New to MCMC.
I have a model, saying $$Y_i=\beta_0+\beta_1x_{i1}+\beta_2x_{i2}+\frac{e_i}{\sqrt{\mu}}$$ where $x_{ij}$ are fixed covariates, $e_i\sim N(0,1)$, $\beta_0$, $\beta_1$, $\beta_2$ and $\mu$ are unknown parameters, with the prior distribution for parameters $\beta_i\sim N(0,1)$ and $\mu\sim \Gamma(0.1,0.1)$
Now I need to implement a Gibbs sampling of $(\beta_0,\beta_1,\beta_2,\mu)$ procedure from the joint posterior distribution with R.

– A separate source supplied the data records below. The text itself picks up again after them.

Issue #779, opened 2018-10-17
Firefox not inverting Video color but Chrome does.


bmbeverst:
I have been using the Chrome version but now that you support Firefox I am moving back to it. I noticed that the video's on canvas.vt.edu are inverted in Chrome, which I like, but not in Firefox. It looks like the Chrome implementation is "broken" but I would like to "break" Firefox in the same way.

How can I configure DarkReader on Firefox to invert the colors of videos on canvas.vt.edu?

Thanks in advance.

P.S. This issue seems related: https://github.com/darkreader/darkreader/issues/313

alexanderby:
Hi, on what website this happens? Are you using Filter mode?

bmbeverst:
I am using the filter mode.

It is on the Virginia Tech college internal class site but the media is hosted on by Kaltura. I am not able to reproduce the inversion in with any of their other videos.

Here is a screen shot from Chrome. I would like Firefox to also invert the colors.
![screenshot_20181108_213335](https://user-images.githubusercontent.com/603632/48239719-fc79a000-e39d-11e8-920b-856f8233fc79.png)

bmbeverst:
Just noticed some thing, Firefox does correctly invert the colors when the video is full screen. This does not occur on Youtube, no inversion full screen or not.

Is there a way to control which sites have inverted video?

alexanderby:
Please reopen if there is still the same issue.

bmbeverst:
Thanks, I just graduated, so I can't retest. @snoop2head thanks for the PR!

PR #3573, opened 2020-09-02
Fix for yscec.yonsei.ac.kr

snoop2head:
### Dark Reader on Current version
Screen Shot 2020-09-02 at 12 51 50 PM

### Dark Reader on PR version
Screen Shot 2020-09-02 at 12 52 15 PM

### DIFF
--- a/src/config/dynamic-theme-fixes.config
+++ b/src/config/dynamic-theme-fixes.config
@@ -7026,6 +7026,14 @@ paper-button.ytd-subscribe-button-renderer[subscribed] {
 
 ================================
 
+yscec.yonsei.ac.kr
+
+INVERT
+iframe
+#page-sidebar
+
+================================
+
 yuque.com
 
 INVERT
--- a/src/config/inversion-fixes.config
+++ b/src/config/inversion-fixes.config
@@ -2518,3 +2518,11 @@ CSS
 #player-theater-container {
     background: none !important;
 }
+
+================================
+
+yscec.yonsei.ac.kr
+
+INVERT
+iframe
+#page-sidebar


Gusted:
Hi @snoop2head!

As this content is only available to students, I unfortunate can't see the fixes for myself.
So the side-bar is obvious, however the iframe what is inside the iframe, just some text for assignments. As Iframes can be used for a lot of things and could contain pictures/images(Not sure if this is the case) and they will be inverted as well.

Regards,
Gusted

snoop2head:
Thanks for the quick reply @Gusted!

The purpose was to make lecture videos on white background to become dark.
For me and other students like #779, inverting the colors of video is favorable.

Korean undergraduate students' consensus is that they are having sore eyes from watching white background videos for 20hrs/week. This is due to the social status to hold lectures online only, part of social distancing policy of the government.

As you have mentioned, iframe can be used for pop-up, images, video etc. 

However, yscec.yonsei.ac.kr uses iframe as providing video contents only. The website's iframe tag doesn't even have id or class name, since it is only used for video. Videos on website use iframe, whereas other medias are provided in form of downloadable file. There's another student portal that utilizes iframe for multiple purposes, but yscec isn't the case.

I hope the PR makes it to the update, so the other students can benefit from it.

Gusted:
> The purpose was to make lecture videos on white background to become dark.

I assume with lecture videos, just a power point presentation or something that way so that it's still visible to look at it.

snoop2head:
@Gusted Precisely!

Gusted:
Got ya, than I will merge it

Issue #3411, opened 2020-08-14
[Broken Website] onedrive


linsui:
**Website**
https://onedrive.live.com/?id=22FB491072D6A964!225&cid=22FB491072D6A964

**How to Reproduce**
An example of this is
> 1. Go to a onedrive file page
> 2. The menubar is blinking

**Screenshots**
![sshot-005](https://user-images.githubusercontent.com/36977733/90261790-fc44e900-de3c-11ea-8d33-3f4246b9e53a.png)
![sshot-006](https://user-images.githubusercontent.com/36977733/90261792-fcdd7f80-de3c-11ea-8bcd-302021ea7644.png)

**System info:**
 - OS: Windows 10
 - Browser: Firefox
 - Darkreader Version: 4.9.16
 
**Additional context**
Disable and re-enable dark reader, the problem will disappear.

Gusted:
Hi @linsui!

Thank you for reporting this issue,
it seems like that #3138 don't work for Microsoft apps yet(Just like online word is 1 big shining).
I will have a look soon to see what it's the cause of this issue!

Regards,
Gusted

linsui:
Thanks!

Gusted:
I determined kind of the source to the problem. As I'm a lazy person I will copy paste my message to the owner of dark reader(Alexander) and hopefully can help me out with this weird problem

```
Hey @CEO - Alexander Did you remember the flashing online word?
Well it seems like a trace to the problem has found.
As it was flashing in less than 2 seconds it seems to me that there were 
multiple observers on the node or something else that cause to rebuild the style sheet and shine word. 
https://github.com/darkreader/darkreader/blob/master/src/inject/dynamic-theme/style-manager.ts#L263 
Removing this line is making the flashy parts just leaving white https://i.imgur.com/mSdyd1j.png
I'm really unsure why this is causing the flashing the force part is just forcing to rebuild the stylesheet.
It shouldn't trigger the watcher for any reason and think it's has a new prev-sibling right?
Other than rebuilding the style so it gets it stylesheet back
```

Gusted:
```
alexanderby Today at 16:39
I've submitted an issue to merge-styles package https://github.com/microsoft/fluentui/issues/14735 that is the reason for removing Dark Reader's style.
```
Well it official became the waiting game for Microsoft and than for sites to update it's scripts.

Gusted:
https://codepen.io/Gusted/pen/gOrmXeL
[...]

PR #3574, opened 2020-09-02
Attempt to fix the restore logic

Gusted:
- Somehow we are detecting our own style being moved around by our own logic?
- Non resolved as this doesn't do the right fix.


Gusted:
@alexanderby the flashing has a repeated pattern in the mutationObject so detecting that and returning it seems to be fix in a lot of of places by having non styles at all, but for onedrive(#3411) it seems to be getting delayed?

PR #3614, opened 2020-09-08
Fix LinkedIn card prompt background

BurnhamG:
Before: 
firefox_RgTz3pfXtg

After:
firefox_oDl3bZXSdl

### DIFF
--- a/src/config/dynamic-theme-fixes.config
+++ b/src/config/dynamic-theme-fixes.config
@@ -3284,6 +3284,9 @@ li-icon[type="linkedin-logo"],
 .bug-text-color {
     fill: ${black} !important;
 }
+.pds-ge-entry-card__card {
+    background: transparent !important;
+}
 .vjs-load-progress {
     background-color: hsla(0,0%,100%,.3) !important;
 }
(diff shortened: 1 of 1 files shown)


Gusted:
Hi @BurnhamG!

Does the element have by default no background-color?

Regards,
Gusted

BurnhamG:
Hi @Gusted, the default was to have a linear gradient. I must apologize, I jumped the gun a bit with this PR. My latest commit preserves the linear gradient that was on the original card, using the correct CSS variables. Here's a new after image:

image

src/config/dynamic-theme-fixes.config
```diff
@@ -3284,6 +3284,15 @@ li-icon[type="linkedin-logo"],
 .bug-text-color {
     fill: ${black} !important;
 }
+.pds-ge-entry-card__card {
+  background: linear-gradient(
```
Gusted, line 3288: You can use the linear-gradient on 1 line. No need for spaces of this CSS property.

Gusted (changes requested):

PR #3634, opened 2020-09-13
More Firefox browser theme colors

### LINKED ISSUE #1940: New Tab Site White in Dark Mode after Restart
The Darkmode works fine for the about:newtab Site, after a restart all sites are as normal,
but the New Tab site is completely White, and I can only change it, when I reapply the Firefox Dark Theme. Without Dark Reader the Problem doesnt exists.

For now, you can change this Behavior, if you install the Addon "New Tab Override", there you can set a Dark Color for the New Tab.

Gusted:
- Add sidebar coloring
- Add about:home coloring
- Resolves #1940

Read more about the colors https://developer.mozilla.org/en-US/docs/Mozilla/Add-ons/WebExtensions/manifest.json/theme#colors


Gusted:
Before:


After:

PR #3635, opened 2020-09-13
Fix memory leak for recursive imports

### LINKED ISSUE #3626: https://groupme.com/signin | Memory Leak
**Website**
https://web.groupme.com/signin
https://web.groupme.com/chats

**How to Reproduce**
Enabling DarkReader (in Dynamic Mode) on GroupMe causes an infinite increase in memory usage; this behavior is seen on both Firefox and Google Chrome. This _does not_ occur on the main landing page.

Google Chrome seemingly has protections halting tabs at ~4GB of RAM usage, while Firefox does not- causing the tab crash your machine from out of memory errors.

**Screenshots**
- [GroupMe tab using >24GB RAM.](https://i.gyazo.com/b4af4e47f1fc5693a40abda83de6c08d.gif)
- [Google Chrome's dev-console error.](https://i.gyazo.com/1745c752250c95f75958adc9be4dbd4c.png)

**System Info:**
 - OS: Windows 10 Pro : Version 2004, Build 19041.508
 - Browser: Firefox 80.0.1 (64-bit); Chrome 85.0.4183.102 (64-bit)
 - Dark Reader Version: 4.9.19
 - System: Ryzen 7 2700, 32GB RAM (3000Mhz), GTX 980

**Additional Context:**
I have tested disabling all other extensions, which validates it is Dark Reader causing the memory leak.

Gusted:
- Fix a memory leak whereby recursive the same file is being replaced by imports.
- Resolves #3626

Not sure whatever we should use the `absoluteURL` as key or `importURL` as key, but in both situation it seems to work for this issue. Also cleaning the alreadyReplaced map after using it so it will remove all the memory of the cached CSS.

### DIFF
--- a/src/inject/dynamic-theme/index.ts
+++ b/src/inject/dynamic-theme/index.ts
@@ -2,7 +2,7 @@ import {replaceCSSVariables, getElementCSSVariables} from './css-rules';
 import {overrideInlineStyle, getInlineOverrideStyle, watchForInlineStyles, stopWatchingForInlineStyles, INLINE_STYLE_SELECTOR} from './inline-style';
 import {changeMetaThemeColorWhenAvailable, restoreMetaThemeColor} from './meta-theme-color';
 import {getModifiedUserAgentStyle, getModifiedFallbackStyle, cleanModificationCache, parseColorWithCache, getSelectionColor} from './modify-css';
-import {manageStyle, getManageableStyles, StyleElement, StyleManager} from './style-manager';
+import {manageStyle, getManageableStyles, StyleElement, StyleManager, alreadyReplaced} from './style-manager';
 import {watchForStyleChanges, stopWatchingForStyleChanges} from './watch';
 import {forEach, push, toArray} from '../../utils/array';
 import {removeNode, watchForNodePosition, iterateShadowHosts, isDOMReady, addDOMReadyListener, removeDOMReadyListener} from '../utils/dom';
@@ -448,4 +448,5 @@ export function cleanDynamicThemeCache() {
     cancelRendering();
     stopWatchingForUpdates();
     cleanModificationCache();
+    alreadyReplaced.clear();
 }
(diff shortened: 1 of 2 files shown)


src/inject/dynamic-theme/index.ts
```diff
@@ -448,4 +448,5 @@ export function cleanDynamicThemeCache() {
     cancelRendering();
     stopWatchingForUpdates();
     cleanModificationCache();
+    alreadyReplaced.clear();
```
alexanderby, line 451: `alreadyReplaced` sounds strange out of context. Rename to `cssImportCache`.

src/inject/dynamic-theme/style-manager.ts
```diff
@@ -186,6 +186,7 @@ export function manageStyle(element: StyleElement, {update, loadingStart, loadin
             // so need to load CSS text and insert it into style element
             try {
                 const fullCSSText = await replaceCSSImports(cssText, cssBasePath);
+                alreadyReplaced.clear();
```
alexanderby, line 189: Is there a need to clear it here? Suppose 2 `<link>` elements are loading CSS files at the same time. You will clear all for them. Cleaning the cache sounds reasonable for freeing up the memory.

Maybe try restructuring the `replaceCSSImports` like:
```javascript
async function replaceCSSImports(cssText: string, basePath: string, cache: Map<string, string>) {
    // ...
    importedCSS = await replaceCSSImports(importedCSS, getCSSBaseBath(absoluteURL), cache);
    // ...
}
```
Then you will use this function like:
```javascript
const cssImportCache = new Map<string, string>();
const fullCSSText = await replaceCSSImports(cssText, cssBasePath, cssImportCache);
cssImportCache.clear(); // even if you leave it without clear(), Garbage Collector should clean up the memory, because `cssImportCache` variable looses all the references to it when the function exits.
```
Then there will be no need to export the function.

Or even better would be to clear it in `finally` block, that is called when there is an error or no error like:
```javascript
const cssImportCache = new Map<string, string>();
try {
    // ...
} catch(err) {
    // ...
} finally {
    cssImportCache.clear();
}
// or just do `cssImportCache.clear();` here, after `try...catch` without `finally`, should be no difference in this case.
```

alexanderby (changes requested):

src/inject/dynamic-theme/style-manager.ts
Gusted: I've just added a extra variable to pass along the cache. So the garbage collector will remove free the memory of it when the function is done 🤷🏽‍♀️.

alexanderby (approved):
Minor notice: `cache: Map<string, string> = new Map<string, string>()` can be shortened to `cache = new Map<string, string>()`

PR #7560, opened 2021-12-06
dell.com icons svg

FadeMind:
Simple as SVG 😁 

SVG files are tricky coded there in many places.


src/config/dynamic-theme-fixes.config
```diff
@@ -3603,6 +3603,13 @@ CSS
 
 ================================
 
+dell.com
+
+INVERT
+svg
```
Gusted, line 3609: Ehhh... All SVG's? That's pretty optimistic.

FadeMind: See yourself. 😁

Gusted: It also inverts the icon on the top-right corner, which is are already correct... Ehm what about `.hpg-cat-item-wrap svg`

Gusted (approved):

PR #7564, opened 2021-12-07
Add fix for fullstackopen code comment highlights

jeansibelius:
Define a higher contrast background color for the code comments in fullstackopen.com when using the dynamic mode of Dark reader.

Example can be viewed for example here: https://fullstackopen.com/en/part8/fragments_and_subscriptions#subscriptions-on-the-client


src/config/dynamic-theme-fixes.config
```diff
@@ -5724,6 +5724,14 @@ img[alt="[NLUUG]"]
 
 ================================
 
+fullstackopen.com
+
+CSS
+.gatsby-highlight-code-line {
+    background-color: rgba(77, 80, 83, 0.3);
```
Gusted, line 5731: So what about:
```suggestion
    background-color: ${hsla(0,0%,48.2%,.3)} !important;
```

jeansibelius: Hi! Thanks a lot for the review and suggestion. If it's ok to ask a couple of questions, I'm curious why hsla over rgba? And the other one: why is the expression wrapped in `${ ... }`? Is that for a preprocessor used in this project?

Gusted: > , I'm curious why hsla over rgba?

It's what the CSS(from fullstackopen) used, I only modified 88.2% -> 48.2% to make it more highlighting

> why is the expression wrapped in `${ ... }`? Is that for a preprocessor used in this project?

https://github.com/darkreader/darkreader/blob/master/CONTRIBUTING.md#how-to-use-the-dev-tools -> Look at the Rules table

Gusted (approved):

src/config/dynamic-theme-fixes.config
```diff
@@ -5724,6 +5724,14 @@ img[alt="[NLUUG]"]
...
 ================================
 
+fullstackopen.com
+
+CSS
+.gatsby-highlight-code-line {
+    background-color: ${hsla(0,0%,48.2%,.3)} !important;
+}
+
+================================
```
Gusted, line 5734:
```suggestion
================================

```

I did some calculation but not sure: is this the posterior distribution? $$ C\left(\frac{1}{\sqrt{2\pi}}e^{-\frac{\beta_0^2}{2}}\right)\left(\frac{1}{\sqrt{2\pi}}e^{-\frac{\beta_1^2}{2}}\right)\left(\frac{1}{\sqrt{2\pi}}e^{-\frac{\beta_2^2}{2}}\right)\mu^{0.1-1}e^{-0.1\mu} $$ $$ \qquad\qquad \times\prod_{i=1}^n\frac{\sqrt{\mu}}{\sqrt{2\pi}}e^{-\frac{\mu}{2}[y_i-(\beta_0+\beta_1x_{i1}+\beta_2x_{i2})]^2} $$
But I still don't know how to derive the posterior distribution, neither do I know how to do the sampling with R. Can anyone give me some references? Thanks very much.